**Instructions to follow:**
Reproduce the whole listing, keeping each word unchanged.

*****

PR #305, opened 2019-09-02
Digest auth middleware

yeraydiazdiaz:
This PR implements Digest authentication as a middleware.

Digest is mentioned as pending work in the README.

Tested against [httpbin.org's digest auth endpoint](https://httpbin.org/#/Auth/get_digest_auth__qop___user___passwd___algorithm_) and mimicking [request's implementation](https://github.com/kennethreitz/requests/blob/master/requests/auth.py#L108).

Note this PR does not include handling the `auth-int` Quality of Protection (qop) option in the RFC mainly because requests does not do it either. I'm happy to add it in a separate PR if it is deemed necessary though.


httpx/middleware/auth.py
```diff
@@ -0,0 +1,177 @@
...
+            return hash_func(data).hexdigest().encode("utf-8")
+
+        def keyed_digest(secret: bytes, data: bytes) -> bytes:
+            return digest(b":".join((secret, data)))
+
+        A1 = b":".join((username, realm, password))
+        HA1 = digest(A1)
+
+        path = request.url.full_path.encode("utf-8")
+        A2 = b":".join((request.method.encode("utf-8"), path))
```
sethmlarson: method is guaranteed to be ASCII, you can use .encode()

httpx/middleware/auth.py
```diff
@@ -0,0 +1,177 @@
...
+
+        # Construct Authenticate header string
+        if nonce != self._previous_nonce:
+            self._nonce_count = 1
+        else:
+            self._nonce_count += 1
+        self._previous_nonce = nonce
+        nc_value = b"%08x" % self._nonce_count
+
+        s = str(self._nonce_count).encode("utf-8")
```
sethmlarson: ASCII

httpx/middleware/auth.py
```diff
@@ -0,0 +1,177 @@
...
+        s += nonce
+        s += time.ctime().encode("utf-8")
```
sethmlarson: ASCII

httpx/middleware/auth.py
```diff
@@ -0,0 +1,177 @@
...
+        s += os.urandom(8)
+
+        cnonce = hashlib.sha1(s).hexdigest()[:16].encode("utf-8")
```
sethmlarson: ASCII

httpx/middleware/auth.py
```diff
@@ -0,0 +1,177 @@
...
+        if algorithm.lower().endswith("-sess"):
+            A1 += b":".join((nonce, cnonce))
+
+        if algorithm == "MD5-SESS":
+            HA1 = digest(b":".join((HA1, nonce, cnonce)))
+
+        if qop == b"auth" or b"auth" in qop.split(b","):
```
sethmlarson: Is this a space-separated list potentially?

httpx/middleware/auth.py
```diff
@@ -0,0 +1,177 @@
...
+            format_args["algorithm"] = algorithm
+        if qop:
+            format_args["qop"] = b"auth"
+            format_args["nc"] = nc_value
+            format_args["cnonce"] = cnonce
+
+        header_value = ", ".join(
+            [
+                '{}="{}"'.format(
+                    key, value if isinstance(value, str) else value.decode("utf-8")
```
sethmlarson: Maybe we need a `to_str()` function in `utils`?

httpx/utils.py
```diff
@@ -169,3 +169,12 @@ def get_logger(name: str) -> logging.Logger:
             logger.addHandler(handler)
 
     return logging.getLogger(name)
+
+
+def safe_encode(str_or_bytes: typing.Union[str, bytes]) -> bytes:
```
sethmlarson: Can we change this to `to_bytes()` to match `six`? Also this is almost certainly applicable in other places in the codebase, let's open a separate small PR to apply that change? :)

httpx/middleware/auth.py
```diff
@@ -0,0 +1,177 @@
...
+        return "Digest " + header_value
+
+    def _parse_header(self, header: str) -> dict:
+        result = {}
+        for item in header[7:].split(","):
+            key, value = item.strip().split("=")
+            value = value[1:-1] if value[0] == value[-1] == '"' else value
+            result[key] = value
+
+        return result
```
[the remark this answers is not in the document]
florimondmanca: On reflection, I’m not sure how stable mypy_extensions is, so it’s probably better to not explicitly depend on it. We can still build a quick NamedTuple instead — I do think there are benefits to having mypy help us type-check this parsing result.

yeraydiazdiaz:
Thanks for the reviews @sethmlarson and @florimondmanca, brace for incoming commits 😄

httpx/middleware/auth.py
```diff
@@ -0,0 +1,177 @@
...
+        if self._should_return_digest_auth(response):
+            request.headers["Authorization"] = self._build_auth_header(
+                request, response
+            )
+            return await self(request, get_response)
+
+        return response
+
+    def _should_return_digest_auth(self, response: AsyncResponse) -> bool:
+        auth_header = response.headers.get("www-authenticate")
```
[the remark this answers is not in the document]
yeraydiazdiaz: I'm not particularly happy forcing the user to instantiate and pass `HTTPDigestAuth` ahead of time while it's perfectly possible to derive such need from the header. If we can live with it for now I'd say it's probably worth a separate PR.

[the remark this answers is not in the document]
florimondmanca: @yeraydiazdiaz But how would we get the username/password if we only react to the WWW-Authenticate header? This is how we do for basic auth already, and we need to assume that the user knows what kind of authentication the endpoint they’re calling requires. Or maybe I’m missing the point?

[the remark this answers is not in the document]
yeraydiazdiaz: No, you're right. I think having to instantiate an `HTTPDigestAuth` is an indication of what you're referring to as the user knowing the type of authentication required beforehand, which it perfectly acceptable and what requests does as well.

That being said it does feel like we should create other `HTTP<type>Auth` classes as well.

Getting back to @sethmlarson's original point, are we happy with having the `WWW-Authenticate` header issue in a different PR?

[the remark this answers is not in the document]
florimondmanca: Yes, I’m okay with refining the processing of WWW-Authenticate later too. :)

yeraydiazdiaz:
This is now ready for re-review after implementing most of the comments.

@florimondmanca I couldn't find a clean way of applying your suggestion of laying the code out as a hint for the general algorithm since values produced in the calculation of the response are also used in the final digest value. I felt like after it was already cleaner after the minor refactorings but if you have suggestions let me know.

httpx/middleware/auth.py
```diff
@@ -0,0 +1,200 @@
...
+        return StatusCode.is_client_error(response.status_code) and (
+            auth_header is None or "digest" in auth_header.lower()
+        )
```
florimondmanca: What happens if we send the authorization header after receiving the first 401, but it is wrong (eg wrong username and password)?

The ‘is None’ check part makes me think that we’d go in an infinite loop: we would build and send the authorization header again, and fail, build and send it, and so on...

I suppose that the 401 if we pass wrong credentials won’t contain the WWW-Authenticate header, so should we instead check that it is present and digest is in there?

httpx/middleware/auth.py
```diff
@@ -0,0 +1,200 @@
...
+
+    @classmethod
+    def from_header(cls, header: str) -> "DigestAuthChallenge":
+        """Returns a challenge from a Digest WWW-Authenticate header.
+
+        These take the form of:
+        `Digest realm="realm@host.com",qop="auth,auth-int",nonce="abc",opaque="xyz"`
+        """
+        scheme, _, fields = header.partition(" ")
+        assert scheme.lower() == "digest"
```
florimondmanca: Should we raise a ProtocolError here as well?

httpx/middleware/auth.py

*****

**Output of the exercise:**
PR #305, opened 2019-09-02
Digest auth middleware

yeraydiazdiaz:
This PR implements Digest authentication as a middleware.

Digest is mentioned as pending work in the README.

Tested against [httpbin.org's digest auth endpoint](https://httpbin.org/#/Auth/get_digest_auth__qop___user___passwd___algorithm_) and mimicking [request's implementation](https://github.com/kennethreitz/requests/blob/master/requests/auth.py#L108).

Note this PR does not include handling the `auth-int` Quality of Protection (qop) option in the RFC mainly because requests does not do it either. I'm happy to add it in a separate PR if it is deemed necessary though.


httpx/middleware/auth.py
```diff
@@ -0,0 +1,177 @@
...
+            return hash_func(data).hexdigest().encode("utf-8")
+
+        def keyed_digest(secret: bytes, data: bytes) -> bytes:
+            return digest(b":".join((secret, data)))
+
+        A1 = b":".join((username, realm, password))
+        HA1 = digest(A1)
+
+        path = request.url.full_path.encode("utf-8")
+        A2 = b":".join((request.method.encode("utf-8"), path))
```
sethmlarson: method is guaranteed to be ASCII, you can use .encode()

httpx/middleware/auth.py
```diff
@@ -0,0 +1,177 @@
...
+
+        # Construct Authenticate header string
+        if nonce != self._previous_nonce:
+            self._nonce_count = 1
+        else:
+            self._nonce_count += 1
+        self._previous_nonce = nonce
+        nc_value = b"%08x" % self._nonce_count
+
+        s = str(self._nonce_count).encode("utf-8")
```
sethmlarson: ASCII

httpx/middleware/auth.py
```diff
@@ -0,0 +1,177 @@
...
+        s += nonce
+        s += time.ctime().encode("utf-8")
```
sethmlarson: ASCII

httpx/middleware/auth.py
```diff
@@ -0,0 +1,177 @@
...
+        s += os.urandom(8)
+
+        cnonce = hashlib.sha1(s).hexdigest()[:16].encode("utf-8")
```
sethmlarson: ASCII

httpx/middleware/auth.py
```diff
@@ -0,0 +1,177 @@
...
+        if algorithm.lower().endswith("-sess"):
+            A1 += b":".join((nonce, cnonce))
+
+        if algorithm == "MD5-SESS":
+            HA1 = digest(b":".join((HA1, nonce, cnonce)))
+
+        if qop == b"auth" or b"auth" in qop.split(b","):
```
sethmlarson: Is this a space-separated list potentially?

httpx/middleware/auth.py
```diff
@@ -0,0 +1,177 @@
...
+            format_args["algorithm"] = algorithm
+        if qop:
+            format_args["qop"] = b"auth"
+            format_args["nc"] = nc_value
+            format_args["cnonce"] = cnonce
+
+        header_value = ", ".join(
+            [
+                '{}="{}"'.format(
+                    key, value if isinstance(value, str) else value.decode("utf-8")
```
sethmlarson: Maybe we need a `to_str()` function in `utils`?

httpx/utils.py
```diff
@@ -169,3 +169,12 @@ def get_logger(name: str) -> logging.Logger:
             logger.addHandler(handler)
 
     return logging.getLogger(name)
+
+
+def safe_encode(str_or_bytes: typing.Union[str, bytes]) -> bytes:
```
sethmlarson: Can we change this to `to_bytes()` to match `six`? Also this is almost certainly applicable in other places in the codebase, let's open a separate small PR to apply that change? :)

httpx/middleware/auth.py
```diff
@@ -0,0 +1,177 @@
...
+        return "Digest " + header_value
+
+    def _parse_header(self, header: str) -> dict:
+        result = {}
+        for item in header[7:].split(","):
+            key, value = item.strip().split("=")
+            value = value[1:-1] if value[0] == value[-1] == '"' else value
+            result[key] = value
+
+        return result
```
[the remark this answers is not in the document]
florimondmanca: On reflection, I’m not sure how stable mypy_extensions is, so it’s probably better to not explicitly depend on it. We can still build a quick NamedTuple instead — I do think there are benefits to having mypy help us type-check this parsing result.

yeraydiazdiaz:
Thanks for the reviews @sethmlarson and @florimondmanca, brace for incoming commits 😄

httpx/middleware/auth.py
```diff
@@ -0,0 +1,177 @@
...
+        if self._should_return_digest_auth(response):
+            request.headers["Authorization"] = self._build_auth_header(
+                request, response
+            )
+            return await self(request, get_response)
+
+        return response
+
+    def _should_return_digest_auth(self, response: AsyncResponse) -> bool:
+        auth_header = response.headers.get("www-authenticate")
```
[the remark this answers is not in the document]
yeraydiazdiaz: I'm not particularly happy forcing the user to instantiate and pass `HTTPDigestAuth` ahead of time while it's perfectly possible to derive such need from the header. If we can live with it for now I'd say it's probably worth a separate PR.

[the remark this answers is not in the document]
florimondmanca: @yeraydiazdiaz But how would we get the username/password if we only react to the WWW-Authenticate header? This is how we do for basic auth already, and we need to assume that the user knows what kind of authentication the endpoint they’re calling requires. Or maybe I’m missing the point?

[the remark this answers is not in the document]
yeraydiazdiaz: No, you're right. I think having to instantiate an `HTTPDigestAuth` is an indication of what you're referring to as the user knowing the type of authentication required beforehand, which it perfectly acceptable and what requests does as well.

That being said it does feel like we should create other `HTTP<type>Auth` classes as well.

Getting back to @sethmlarson's original point, are we happy with having the `WWW-Authenticate` header issue in a different PR?

[the remark this answers is not in the document]
florimondmanca: Yes, I’m okay with refining the processing of WWW-Authenticate later too. :)

yeraydiazdiaz:
This is now ready for re-review after implementing most of the comments.

@florimondmanca I couldn't find a clean way of applying your suggestion of laying the code out as a hint for the general algorithm since values produced in the calculation of the response are also used in the final digest value. I felt like after it was already cleaner after the minor refactorings but if you have suggestions let me know.

httpx/middleware/auth.py
```diff
@@ -0,0 +1,200 @@
...
+        return StatusCode.is_client_error(response.status_code) and (
+            auth_header is None or "digest" in auth_header.lower()
+        )
```
florimondmanca: What happens if we send the authorization header after receiving the first 401, but it is wrong (eg wrong username and password)?

The ‘is None’ check part makes me think that we’d go in an infinite loop: we would build and send the authorization header again, and fail, build and send it, and so on...

I suppose that the 401 if we pass wrong credentials won’t contain the WWW-Authenticate header, so should we instead check that it is present and digest is in there?

httpx/middleware/auth.py
```diff
@@ -0,0 +1,200 @@
...
+
+    @classmethod
+    def from_header(cls, header: str) -> "DigestAuthChallenge":
+        """Returns a challenge from a Digest WWW-Authenticate header.
+
+        These take the form of:
+        `Digest realm="realm@host.com",qop="auth,auth-int",nonce="abc",opaque="xyz"`
+        """
+        scheme, _, fields = header.partition(" ")
+        assert scheme.lower() == "digest"
```
florimondmanca: Should we raise a ProtocolError here as well?

httpx/middleware/auth.py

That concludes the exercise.